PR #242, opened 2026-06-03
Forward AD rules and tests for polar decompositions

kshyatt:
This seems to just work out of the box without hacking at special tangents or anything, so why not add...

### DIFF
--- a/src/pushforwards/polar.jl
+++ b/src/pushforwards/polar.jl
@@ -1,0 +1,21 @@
--- --- ---
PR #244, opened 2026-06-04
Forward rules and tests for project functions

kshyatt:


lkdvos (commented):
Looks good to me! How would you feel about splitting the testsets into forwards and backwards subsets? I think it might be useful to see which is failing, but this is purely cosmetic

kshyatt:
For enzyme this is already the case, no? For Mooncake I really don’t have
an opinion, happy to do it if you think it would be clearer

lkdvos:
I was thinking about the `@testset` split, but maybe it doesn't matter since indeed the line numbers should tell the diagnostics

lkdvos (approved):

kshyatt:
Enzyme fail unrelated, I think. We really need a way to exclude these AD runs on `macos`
--- --- ---
__Activity__
Using the entries above, say how many lines include the word "polar", with no other output.

__Exercise output__
3